DIRECTIONS: Please transcribe the data that follows, keeping every line exact.

DATASET EXCERPT:
# # # #

PR #7427, opened 2026-04-22
fix(karmadactl): make join and unjoin idempotent

### LINKED ISSUE #4779: Karmadactl join/unjoin is not idempotent
**What happened**:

# # # #

EXPECTED OUTPUT:
PR #7427, opened 2026-04-22
fix(karmadactl): make join and unjoin idempotent

### LINKED ISSUE #4779: Karmadactl join/unjoin is not idempotent
**What happened**:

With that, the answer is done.